Дочь Каннибала - [38]
Мы, люди, с годами внутренне мелеем. Из тысяч возможностей, которые есть у всех, мы в конце концов оказываемся во власти одной-единственной; все остальные костенеют, уходят из нашей жизни. Маститые писатели малодушно называют это зрелостью, прояснением позиций, становлением, мне же это представляется чем-то вроде гниения. Таких живых мертвецов я знаю немало. Сорокалетние мужчины и женщины, более или менее устроенные, зачастую достигшие вершин в своей профессии, временами вздыхают и говорят: «Раньше я так любил заниматься спортом…» (теперь же из-за сидячего образа жизни он превратился в омерзительного толстяка), или: «В молодости я сочиняла стихи и прозу» (а теперь не только не пишет ни слова, но и вообще последним текстом, который она прочитала за истекшие пять лет, была инструкция по пользованию видеомагнитофоном), или: «Ты не поверишь, раньше я жил каждым днем, был способен на неожиданные поступки, объехал всю Европу автостопом» (и в это действительно трудно поверить, потому что сейчас в этом человеке не больше жизни, чем в брюкве, и не больше подвижности, чем в грибе боровике).
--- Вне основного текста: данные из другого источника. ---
Issue #146, opened 2026-04-22
[Design] Shard-aware placement policy for primaries and replicas


DharmendraChoudhary67:
Previous discussions:

- #74
- #142

We have a valid scheduling problem to solve: in Cluster mode, a primary and its replica for the same shard should ideally not land on the same Kubernetes node. At the same time, we do not want to back ourselves into an overly narrow API or a surprising default behaviour.

This issue is to discuss the scheduling/placement design before we continue implementation work.

## Problem

Today the operator exposes standard Kubernetes scheduling knobs such as `affinity`, `tolerations`, and `nodeSelector`, but it does not yet have a settled design for shard-aware placement.

The requirements we want to reason about are broader than just "anti-affinity":

- avoid same-shard primary/replica single-node SPOF
- support soft and hard placement behaviour
- leave room for zone-aware / region-aware placement in the future
- avoid an API that users cannot reason about or override
- surface scheduling failures clearly enough to debug

## Questions to resolve

1. Should we expose a native Kubernetes scheduling surface such as `topologySpreadConstraints` on the CRD, rather than a custom operator-specific abstraction?
2. If we use `topologySpreadConstraints`, should the operator inject shard-scoped selectors automatically (for example `valkey.io/cluster` + `valkey.io/shard-index`) so users do not need to handcraft selectors?
3. What should the default behaviour be when the user does not specify anything?
   - no default placement policy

У каждого в душе целое собрание мумий, а в шкафу не один скелет, а целое кладбище. Ко времени исчезновения Рамона у меня в шкафу тоже накопилось немало пыли, внутренние мои «я» покрылись паутиной, и, вероятно, все, что случилось, помогло мне их отчистить. Хорошая сторона – страдание учит, если переживешь его, конечно. Плохая сторона – настоящее страдание почти всегда убивает.
Как я сказала, мы снова находились в самом начале, то есть напряженно ждали звонка, словно нетерпеливые влюбленные, когда к вечеру второго дня телефон вдруг зазвонил. Трубку подняла я.
– Лусия…
Рамон! У меня живот скрутило от спазма, сильного, как удар кинжала, как удар кулаком. Смешно, но я даже не предполагала, что Рамон может мне позвонить сам. Наверно, я воображала, что он болен, лежит в жару и стонет. Но это был Рамон, без всяких сомнений. Рамон, хотя голос звучал странно, словно он и вправду болен, лежит в жару и стонет.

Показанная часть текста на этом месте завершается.